The present invention will be specifically explained below.

The solid fine particles used in the present invention include biologically derived fine particles, inorganic fine particles, and organic fine particles. Examples of the microparticles derived from the living organisms include:
Bacteria such as staphylococci and streptococci treated with red blood cell dispersion can be mentioned. Examples of the inorganic fine particles include:
Examples include silica, alumina, and bentonite. Examples of the organic fine particles include homopolymers and/or copolymers of vinyl monomers such as styrene, vinyl chloride, acrylonitrile, vinyl acetate, acrylic esters, and methacrylic esters, and styrene-butadiene. Examples include fine particles of copolymers and butadiene copolymers such as methyl methacrylate-butadiene copolymers.

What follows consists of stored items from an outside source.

PR #2695, opened 2025-09-18
TST/MNT: skip caching HDF5 on Linux CI

neutrinoceros:
As noted by @takluyver in #2646, we don't actually install HDF5 on Linux CI because it's already present in our custum manylinux/musllinux images, so we can also skip caching.


takluyver:
Thanks!

PR #2696, opened 2025-09-21
SEC: fix security issues with GHA detected with zizmor

neutrinoceros:
In #2685, @takluyver suggested that we should be even more cautious on security if we're going to automate most of the release process with GHA using PyPI'ss trusted publishing. Here I'm setting up `zizmor` as a pre-commit hook for continuous auditing and using it to resolve existing issues in this area, including but not limited to, excessively permissive permission settings.

### DIFF
--- a/.github/workflows/build_wheels.yml
+++ b/.github/workflows/build_wheels.yml
@@ -43,6 +43,8 @@ jobs:
     steps:
     - name: Checkout repo
       uses: actions/checkout@08c6903cd8c0fde910a37f88322edcfb5dd907a8 # v5.0.0
+      with:
+        persist-credentials: false
     - uses: actions/setup-python@e797f83bcb11b83ae66e0230d6156d7c80228e7c # v6.0.0
       with:
         python-version: 3.13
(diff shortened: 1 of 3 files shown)


tacaswell:
Thank you!

Doing this on h5py was someplace in my to-do backlog.

tacaswell:
This added a bug ~where the check on "is this a tag" seems to be too permissive~: https://github.com/h5py/h5py/actions/runs/17894803441/job/50880501354 working on a fix.

tacaswell:
It added a problem, but I miss-identified it.

I had not realized we (re)create a draft GH release on every push.  The issue is instead that we don't give this job enough power.

.github/workflows/build_wheels.yml
```diff
@@ -90,6 +92,7 @@ jobs:
         with:
           key: ${{ matrix.os }}-${{ matrix.arch }}-6
           path: cache/hdf5
+          lookup-only: true
```
takluyver, line 95: I think this has made the caching useless - Windows & Mac builds (e.g. [this one](https://github.com/h5py/h5py/actions/runs/17918521517/job/50947020448) are now building HDF5 from source every time, with the cache action saying:

```
Cache hit for: windows-latest-AMD64-6
Lookup only - skipping download
Cache found and can be restored from key: windows-latest-AMD64-6
```

takluyver: I've opened #2699 to hopefully restore the caching.

neutrinoceros: thanks !

PR #2697, opened 2025-09-22
CI: give the upload artifacts job more power

tacaswell:
Fixes a bug introduced in #2696 which over-restricted permission causing failures: 
https://github.com/h5py/h5py/actions/runs/17894803441/job/50880501354

### DIFF
--- a/.github/workflows/build_wheels.yml
+++ b/.github/workflows/build_wheels.yml
@@ -161,6 +161,8 @@ jobs:
 
   upload_artifacts:
     name: Upload build artifacts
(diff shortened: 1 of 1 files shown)


tacaswell:
There is no easy way to test that this is fixed other than merging (I guess I could change the code owner checks and test it on my fork...)

neutrinoceros:
LGTM, thanks for catching it !

neutrinoceros:
it didn't fix it. I tried again in #2698

PR #2698, opened 2025-09-22
CI: fix permission settings for wheel upload again

neutrinoceros:
Follow up to #2696 and #2697
I hope this time we got it right
doc: https://github.com/softprops/action-gh-release#permissions

### DIFF
--- a/.github/workflows/build_wheels.yml
+++ b/.github/workflows/build_wheels.yml
@@ -162,7 +162,7 @@ jobs:
   upload_artifacts:
     name: Upload build artifacts
     permissions:
-      actions: write
+      contents: write
     needs:
       - build_sdist
       - build_wheels


takluyver:
Thanks, this looks like it should work.

Clearly in this case it was useful for catching the issue, but do we think there's a good reason to (re)create a Github draft release on each push to master? The wheels produced from CI are available for download anyway as 'artifacts' from Github actions, and this also works for PRs. And then wheels are uploaded to anaconda.org every night for a more convenient way to install a pre-release. Maybe we should drop the bit publishing to a `dev` release on GH? CC @tacaswell

neutrinoceros:
IIRC @larsoner implemented it, so maybe he can provide a use case not covered by nighties ?

tacaswell:
It is also private and only people in the h5py org can see it (look in an incognito browser).

I am also not sure of the value of it, but I very firmly believe in not removing things I do not understand why exist!

larsoner:
> Clearly in this case it was useful for catching the issue, but do we think there's a good reason to (re)create a Github draft release on each push to master?

Probably not -- might be better to make it something you could trigger from the GHA interface instead (`worflow_dispatch` triggered). I think I've used it in other repos to notice when a release wasn't going to work before actually clicking the release button. But if you don't use it in your workflows you could get rid of it

takluyver:
Thanks! So far I don't think we've used it. I can see the advantage of having a way to test the release process, but it's also valuable to have the CI steps for a release be as concise and readable as practical, and cutting out the draft release part, as I've tried in #2699, does make it a fair bit simpler.

PR #1276, opened 2015-11-16
Ed: no more ORDER BY on stop_times in db

pbougue:
Bench on stif:
- before: 238s user, 5.17Go
- after: 230s user, 5.17Go


fixtures/ed/gtfs_google_example/stop_times.txt
```diff
@@ -1,6 +1,6 @@
 trip_id,arrival_time,departure_time,stop_id,stop_sequence,stop_headsign,pickup_type,drop_off_time,shape_dist_traveled
 STBA,6:00:00,6:00:00,STAGECOACH,1,,,,
-STBA,6:20:00,6:20:00,BEATTY_AIRPORT,2,,,,
+STBA,6:20:00,6:20:00,BEATTY_AIRPORT,23,,,,
```
TeXitoi: changing this file is problematic: it's the official gtfs example

source/ed/connectors/gtfs_parser.cpp
```diff
@@ -1046,6 +1046,10 @@ void StopTimeGtfsHandler::finish(Data& data) {
                 return st1->order < st2->order;
             });
 
+        for (size_t it_st = 0; it_st < vj->stop_time_list.size(); ++it_st) {
+            vj->stop_time_list[it_st]->order =  it_st;
```
antoine-de, line 1050: minor, you can use boost::for_each(vj->stop_time_list, Indexer());

pbougue, line 1050: Good to know, even if Indexer is working on idx, not order :(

The binding of immunologically active substances to such microparticles can be done physically and/or chemically, as described below.
For physical bonding, it is preferable that the particle surface is hydrophobic, and styrene homopolymer particles, vinyl copolymer particles containing styrene as the main component, or styrene-butadiene copolymer containing styrene as the main component are used. Particularly preferred. The particle diameter of the above-mentioned fine particles is 0.0 regardless of whether they are biologically derived fine particles, inorganic fine particles, or organic fine particles.
5 μm to 5 μm is preferred, and 0.1 μm to 2 μm is particularly preferred. If the particle size is around 0.05 μm, it will be difficult to disperse the dry reagent, and if the particle size is around 5 μm, the stability of the dispersed reagent will be poor.

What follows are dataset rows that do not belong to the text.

PR #1279, opened 2015-11-18
kraken: fix loading of disruption with multiple application periods

kinnou02:
When loading disruptions from the database one message and one pt_object
was created for each application_period of an impact (or close).
We now use a set to check if the current message/pt_object has not
already be created.

### DIFF
--- a/source/kraken/fill_disruption_from_database.h
+++ b/source/kraken/fill_disruption_from_database.h
@@ -66,10 +66,11 @@ namespace navitia {
         chaos::Message* message = nullptr;
         chaos::Channel* channel = nullptr;
 
-        std::string last_message_id = "",
-                    last_ptobject_id = "",
-                    last_period_id = "",
+        std::string last_period_id = "",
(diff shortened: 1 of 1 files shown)


source/kraken/fill_disruption_from_database.h
```diff
@@ -93,25 +94,28 @@ namespace navitia {
...
                 channel = nullptr;
+                message_ids.clear();
             }
 
             if (impact && (last_period_id != const_it["application_id"].template as<std::string>())) {
                 fill_application_period(const_it);
             }
-            if (impact && (last_ptobject_id != const_it["ptobject_id"].template as<std::string>())) {
+            if (impact
+                    && (pt_object_ids.find(const_it["ptobject_id"].template as<std::string>()) == pt_object_ids.end())) {
```
antoine-de: you can use `! pt_object_ids.count(const_it["ptobject_id"].template as<std::string>())`

PR #1285, opened 2015-11-20
add license website in contributor object

azime:
add license and website in contributor object


antoine-de:
This is OK for me.

Can you add docker test @azime  ?

you need to add a check on the contributor in source/ed/docker_tests/ed_integration_tests.cpp and build the tests with `make docker_test`.

PR #1286, opened 2015-11-20
Jormungandr: remove useless API routes

antoine-de:
`v1/coverage/{collection}/id` is not a valid url, we remove it in the routing

it was useful to create links for API that does not need a /coverage (/journeys for example) thought,
so for these API we do not create links

fix http://jira.canaltp.fr/browse/NAVITIAII-1896


TeXitoi:
OK for me. @kinnou02 I let you review this.

kinnou02:
It seems good, let's hope there is no flask's magic somewhere

PR #1289, opened 2015-11-20
kraken: add a timeout to the rabbitmq connection

kinnou02:
Our beloved loadbalancer/firewall can choose to drop a session from
their table and never say anything to anyone.
Kraken don't know it, but he is already dead!
With this PR we will create a new connection if there is no message for
a period of time.

There is a small problem to solve before being able to merge this PR:
Actually the keep alive is handled by tyr, but when we deploy we stop
tyr_beat, so there is no more keep alive coming and all instances will
restart their connection periodically and more importantly reload all
realtime information: we don't want that to happen...


francois-vincent:
Jenkins, test this please

PR #1293, opened 2015-11-23
Jormun: refacto "is_open_data" computing

kinnou02:
This will  prevent a request to the database for each request to /status

And by default an instance is not in open_data.


antoine-de:
OK for me

TeXitoi:
OK for me.

PR #1297, opened 2015-11-24
Eitri: wait for the docker build to run eitri

antoine-de:
else if this was the first time eitri was run it did not work properly


TeXitoi:
OK for me.

PR #1303, opened 2015-11-27
RT: change delay enum

antoine-de:
this enum should be computed by kirin, but it is not the case, so for
the moment all TripDescriptor_ScheduleRelationship_SCHEDULED are delayed
train


TeXitoi:
OK for me.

The immunologically active substances to be bound to the surface of the solid fine particles used in the present invention include IgG, Ig
M.

Immunoglobulins such as IgE - Plasma proteins such as complement, CRP, ferritin, α1 microglobulin, β2 microglobulin, and their antibodies α-fetoprotein, carcinoembryonic antigen (CEA), prostatic acid phosphatase (PAP), CA-19 -9, CA-125 and other tumor markers and their antibodies.

Luteinizing hormone (LH), follicle stimulating hormone (FSH)
, human ciliary gonadotropin (hcc), estrogen, insulin, and other hormones and their antibodies: H
BV-related antigens (HBs, HBe, HBc), HIV
Substances related to virus infection such as ATL and their antibodies; Bacteria such as Nidifthilia, Clostridium botulinum, Mycoplasma pallidum, and Treponema pallidum; and protozoa such as Toxoplasma gondii, Trichomona threishmania, Trivanosoma, and Plasmodium; and their antibodies: Drugs such as anti-epileptic drugs such as phenytoin and phenobarbital, cardiovascular drugs such as quinidine and digoxinin, anti-asthmatic drugs such as theophylline, antibiotics such as chloramphenicol and gentamicin, and their antibodies; other enzymes, bacteria There are exotoxins and their antibodies, and a substance that causes an antigen-antibody reaction with a substance to be measured in a specimen is appropriately selected and used depending on the type of specimen.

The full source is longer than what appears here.